The Wishlist module enables users to bookmark specific SKUs or product variations for later review and purchase, facilitating decision-making and reducing cart abandonment due to indecision.
Create a `wishlist_items` table linking to the `users` and `products` tables, including columns for item status (active/archived), sort order, and expiration date.
Add a 'Add to Wishlist' button on product detail pages and implement drag-and-drop functionality within the wishlist modal or dedicated page.
Develop an asynchronous job queue to monitor inventory levels for wishlisted items and trigger email/SMS alerts when status changes from out-of-stock to in-stock.
Map source order events to OMS structures and define ownership for field-level quality checks.
Configure source integrations and validate payload completeness, references, and state transitions.

Phase 1 focuses on core functionality stability; Phase 2 introduces social and AI features to enhance engagement.

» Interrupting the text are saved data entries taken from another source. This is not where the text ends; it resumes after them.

PR #90, opened 2016-01-13
Plugins can be synchronous

nhunzaker:
If a plugin does not provide a `next` argument, it would be considered synchronous. This is to prevent the tedium of calling `next()` for otherwise synchronous tasks:

```javascript
const Logger  = {

  register(app, options) {

    app.listen(function() {
      console.log("I changed!")
    })
}
```

### DIFF
--- a/test/plugin-test.js
+++ b/test/plugin-test.js
@@ -112,4 +112,14 @@ describe('Plugins', function() {
 
     app.start()
   })
+
+  it ('just calls through plugins that have no next callback', function(done) {
+    let app = new Microcosm()
+
+    app.addPlugin(function(app, _) {
+      // intentionally nothing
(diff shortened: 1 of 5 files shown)


test/plugin-test.js
```diff
@@ -112,4 +112,14 @@ describe('Plugins', function() {
 
     app.start()
   })
+
+  it ('just calls through plugins that have no next callback', function(done) {
+    let app = new Microcosm()
+
+    app.addPlugin(function(app, _) {
+      // intentionally nothing
```
nhunzaker: This doesn't test that the plugin was actually called. Fixing...

solomonhawk:
This is a good change. :+1:

PR #91, opened 2016-01-14
Move bad action pushing to app. Improve message

nhunzaker:
I hit this on a project and it got me thinking... Ideally the `Transaction` module shouldn't be presented to the developer. This is a private module. With that in mind, I moved the "bad action" error to `app.push`, and improved the messaging:

screen shot 2016-01-14 at 9 06 28 am


cwmanning:
:+1:

greypants:
:+1:

PR #77, opened 2015-05-15
Symlink

jan-cerny:
New probe implementing symlink_object from OVAL 5.11 + test


mpreisler:
Doesn't build on RHEL6.

```
../../../../src/OVAL/probes/unix/symlink.c: In function ‘collect_symlink’:
../../../../src/OVAL/probes/unix/symlink.c:63: error: format not a string literal and no format arguments
../../../../src/OVAL/probes/unix/symlink.c:92: error: format not a string literal and no format arguments
../../../../src/OVAL/probes/unix/symlink.c:120: error: format not a string literal and no format arguments
```

jan-cerny:
Hopefully fixed these errors.

src/OVAL/probes/unix/symlink.c
```diff
@@ -0,0 +1,159 @@
...
+		probe_cobj_add_msg(probe_ctx_getresult(ctx), msg);
+		SEXP_free(msg);
+		probe_cobj_set_flag(probe_ctx_getresult(ctx), SYSCHAR_FLAG_ERROR);
+		oscap_free(linkname);
+		return 0;
+	}
+
+	item_sexp = probe_item_create(OVAL_UNIX_SYMLINK, NULL,
+			"filepath", OVAL_DATATYPE_STRING, pathname,
+			"canonical_path", OVAL_DATATYPE_STRING, linkname,
```
mpreisler: shouldn't canonical_path also be absolute?

mpreisler:
According to https://oval.mitre.org/language/version5.11/ovaldefinition/documentation/unix-definitions-schema.html symlink_object the canonical should point to the final destination, not just one step forward.

If there are a->b, b->c, d->e links and filepath is abs(a) it should return abs(e), not abs(b) as it does right now.

mpreisler:
Please research what we should when filepath is relative, I checked the spec for symlink test and it's quite vague. Check file test and possibly even other tests.

mpreisler:
Discussed this with @jan-cerny , we found realpath and oscap_acquire_guess_realpath. Jan will look into whether this can be used in the probe. If that is the case it will make the code much simpler.

jan-cerny:
I tried to re-implement this using realpath() and it seems working well. It definitely makes the code simpler. And it reaches the symlink to the final destination as we want.
The oscap_acquire_guess_realpath() is not suitable, because it handles the error on realpath() very different way than we need. We need to raise an error message, but oscap_acquire_guess_realpath() tries just to guess what the canonical path would be if the file would exist.
I will enlarge the test now and if it will work properly, I will push the commits here then.

jan-cerny:
Regarding the relative filepath in element <filepath>: Objects like file_object, filehash58_object, fileextendedattribute_object, textfilecontent54_object, have also element named <filepath>, and they require absolute path there:
> The filepath element specifies the absolute path for a file on the machine. A directory cannot be specified as a filepath.

I am not sure what the probe should do when there will be a relative path in <filepath> element. I think it should result in a state of "does not exist".

mpreisler:
576ca1d builds and checks finished successfully on RHEL6

PR #79, opened 2015-05-21
oscap-ssh: hacked to allow CPE, OVAL file uploads (RHEL7)

openprivacy:
Not expecting this to get merged as is - still a work in progress - but wanted to share what I've been up to so that I can run oscap-ssh against a RHEL7 server with a command like:
```
oscap-ssh root@example.com xccdf eval --profile stig-rhel7-server-upstream \
--results results.xml --report report.html \
--cpe scap/ssg-rhel7-cpe-dictionary.xml scap/ssg-rhel7-xccdf.xml \
scap/ssg-rhel7-oval.xml scap/ssg-rhel7-cpe-oval.xml
```
Note: the scap sub-directory is a symlink:
```
scap -> /home/fen/workspace/scap-security-guide/RHEL/7/dist/content
```
I have changed the argument processing to enable additional files to be scp'd to the remote server, and have changed the --cpe arg to preserve the filename. Besides some hackish ugliness, the new arg processing loses immediate error catching as there is no longer a reliable count of arguments, so any unknown flag causes drop-through to the LOCAL_CONTENT_PATH processing.

But I think the ability to pass additional (e.g. OVAL) files is very useful.

### DIFF
--- a/utils/oscap-ssh
+++ b/utils/oscap-ssh
@@ -91,24 +91,33 @@ fi
 
 SSH_HOST="$1"
 SSH_PORT="$2"
+shift 2
+rargs=''
 
-if [ "$3" == "--v" ] || [ "$3" == "--version" ]; then
-    true
-elif [ "$3" == "-h" ] || [ "$3" == "--help" ]; then
-    true
-elif [ "$3" == "info" ]; then
-    true
-elif [ "$3 $4" == "xccdf eval" ]; then
-    true
-elif [ "$3 $4" == "oval eval" ]; then
-    true
-elif [ "$3 $4" == "oval collect" ]; then
-    true
+IDX=1
+if [ "$1" == "--v" ] || [ "$1" == "--version" ]; then
+    rargs[0]="$1"
+elif [ "$1" == "-h" ] || [ "$1" == "--help" ]; then
+    rargs[0]="$1"
+elif [ "$1" == "info" ]; then
+    rargs[0]="$1"
+elif [ "$1 $2" == "xccdf eval" ]; then
+    rargs[0]="$1"
+    rargs[1]="$2"
+    ((IDX++)) ; shift
+elif [ "$1 $2" == "oval eval" ]; then
+    rargs[0]="$1"
+    rargs[1]="$2"
+    ((IDX++)) ; shift
+elif [ "$1 $2" == "oval collect" ]; then
+    rargs[0]="$1"
+    rargs[1]="$2"
+    ((IDX++)) ; shift
 else
     die "This script only supports '-h', '--help', '--v', '--version', 'info', 'xccdf eval', 'oval eval' and 'oval collect'."
 fi
 
-shift 2
+shift
 
 MASTER_SOCKET_DIR=$(mktemp -d)
 MASTER_SOCKET="$MASTER_SOCKET_DIR/ssh_socket"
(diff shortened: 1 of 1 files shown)


jan-cerny:
It looks interesting. I am not sure that we need functionality of just copying files, the only value I see is that this reduces typing on a keyboard. I think it's a question to discuss more.
Moreover, if we want to pass additional files, we should distinguish somehow which of them will be an argument of oscap, and which of them will be just scp'd, because it can be unclear to a user that it is the first of the files. The argument processing gets complicated and the code is not self-explaining. (There are many "shift"s, I have lost in it.) Also, I think error handling should be solved before we can merge this.

mpreisler:
Hi @openprivacy , just curious, why not scan with the source datastream? It contains everything needed and you completely avoid this problem.

openprivacy:
Jan - I was thinking that - just as oscap can have multiple oval-definition-files after the INPUT_FILE, oscap-ssh could do the same. And yes, the argument processing is ugly - was meant to be more of a proof of concept for comments - thank you for yours!

Martin - Thanks for the pointer to datastreams - I just read your blog about them at http://martin.preisler.me/2012/12/introduction-to-scap-datastreams-with-openscap/ but I am still a bit confused. Do I need to make a datastream file that contains the oval, xccdf, etc. sub-parts? When I try e.g.:

oscap-ssh root@52.6.222.3 22 xccdf eval --results-arf results.xml scap/ssg-rhel7-ds.xml

it does not appear to actually run the tests included in the CPE/OVAL files (that incidentally my hacked code does). I'd love to use datastreams for remote scanning - can they currently be used for RHEL7 (local or remote) or does the datastream format not yet exist? How can I help?

mpreisler:
@openprivacy , all of this is supported and has been supported for at least 2 years :-) All CPE dictionaries in the datastream get auto-registered so they should be evaluated without any extra effort. Maybe your datastream doesn't contain the CPE dicts or CPE OVAL files? Could you paste `oscap info scap/ssg-rhel7-ds.xml`? Or is it the official SSG RHEL7 datastream? This is what I get from the official datastream:
```
$ oscap info ssg-rhel7-ds.xml 
Document type: Source Data Stream
Imported: 2015-05-21T15:40:03

Stream: scap_org.open-scap_datastream_from_xccdf_ssg-rhel7-xccdf-1.2.xml
Generated: (null)
Version: 1.2
Checklists:
	Ref-Id: scap_org.open-scap_cref_ssg-rhel7-xccdf-1.2.xml
		Profiles:
			xccdf_org.ssgproject.content_profile_test
			xccdf_org.ssgproject.content_profile_pci-dss
			xccdf_org.ssgproject.content_profile_rht-ccp
			xccdf_org.ssgproject.content_profile_common
			xccdf_org.ssgproject.content_profile_stig-rhel7-server-upstream
		Referenced check files:
			ssg-rhel7-oval.xml
				system: http://oval.mitre.org/XMLSchema/oval-definitions-5
Checks:
	Ref-Id: scap_org.open-scap_cref_ssg-rhel7-oval.xml
	Ref-Id: scap_org.open-scap_cref_output--ssg-rhel7-cpe-oval.xml
	Ref-Id: scap_org.open-scap_cref_output--ssg-rhel7-oval.xml
Dictionaries:
	Ref-Id: scap_org.open-scap_cref_output--ssg-rhel7-cpe-dictionary.xml
```

As you can see the CPE dict and OVAL are both there.

If you are using SCAP Security Guide you don't have to create any datastreams, they are already created automatically.

openprivacy:
I got the datastream (I am using the SCAP Security Guide) to work - thank you for your help and pointers. I used the following incantation:

    oscap-ssh root@52.6.222.3 22 xccdf eval --results-arf results.xml \
    --profile xccdf_org.ssgproject.content_profile_stig-rhel7-server-upstream scap/ssg-rhel7-ds.xml

I'll close this and abandon my efforts to enable trailing OVAL files to be included. If however, you'd like to include such functionality, please reopen and indicate where you would like to see the effort concentrated.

Customers can add, remove, and organize items within their personal wishlist. The system supports sharing wishlists with friends or family and allows price tracking notifications when out-of-stock items are re-listed.
Enable users to create public or private lists that can be shared via link, allowing group gift planning and collaborative shopping.
Automatically notify users when the price of a wishlisted item decreases by a configurable threshold percentage.
Display real-time stock status for each item in the wishlist, highlighting items that are back in stock or on pre-order.
Consolidate all order sources into one governed OMS entry flow.
Convert channel-specific payloads into a consistent operational model.
Target: 3-5% of wishlisted items result in a purchase within 30 days
Wishlist Conversion Rate
Target: 12-15 items per active customer
Average Wishlist Size
Target: >40% for stock availability alerts
Notification Open Rate
The Wishlist Management function begins by establishing a robust data foundation, ensuring every item is tagged with precise attributes like price, availability, and user preferences. In the near term, we will automate duplicate detection to eliminate redundant entries and implement real-time inventory synchronization so users never see out-of-stock items they cannot actually purchase. Mid-term strategy focuses on personalization engines that dynamically reorder lists based on browsing history and seasonal trends, while integrating social sharing features to foster community engagement. Long-term vision involves predictive analytics, where the system anticipates user needs before they arise, suggesting additions or removing irrelevant items automatically. We will also explore blockchain-based provenance tracking for high-value luxury goods listed on wishlists. Ultimately, this roadmap transforms the wishlist from a static collection into an intelligent shopping assistant that drives conversion by reducing friction and maximizing relevance across all customer touchpoints.

Strengthen retries, health checks, and dead-letter handling for source reliability.
Tune validation by channel and account context to reduce false-positive rejects.
Prioritize high-impact intake failures for faster operational recovery.
Customers who abandoned their cart can revisit items they previously saved to the wishlist, potentially completing a purchase with lower friction.
Users can build a collaborative wishlist for birthdays or holidays, receiving notifications when recipients add items or prices change.
Customers track the price history of specific models to determine the optimal time to buy based on seasonal discounts.